PROBLEM STATEMENT:
In the entries below, find the lines that include "AsterixDB" and give their number as the whole reply.

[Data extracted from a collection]
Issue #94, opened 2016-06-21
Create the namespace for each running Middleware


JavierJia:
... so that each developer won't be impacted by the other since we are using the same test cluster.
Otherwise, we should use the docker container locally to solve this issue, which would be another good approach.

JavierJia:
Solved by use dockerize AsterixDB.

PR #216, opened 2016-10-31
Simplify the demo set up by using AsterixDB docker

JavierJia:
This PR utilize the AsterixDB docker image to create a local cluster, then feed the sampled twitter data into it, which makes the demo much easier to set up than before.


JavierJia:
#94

...

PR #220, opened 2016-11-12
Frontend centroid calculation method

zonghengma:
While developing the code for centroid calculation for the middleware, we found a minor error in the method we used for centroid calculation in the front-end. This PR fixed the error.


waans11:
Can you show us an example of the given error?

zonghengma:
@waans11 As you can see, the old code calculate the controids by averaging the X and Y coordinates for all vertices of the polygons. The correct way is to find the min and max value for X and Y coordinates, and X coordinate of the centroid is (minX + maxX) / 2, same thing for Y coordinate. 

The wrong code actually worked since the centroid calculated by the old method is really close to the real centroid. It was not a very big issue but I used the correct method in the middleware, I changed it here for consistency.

RESPONSE FOR THIS EXERCISE:
3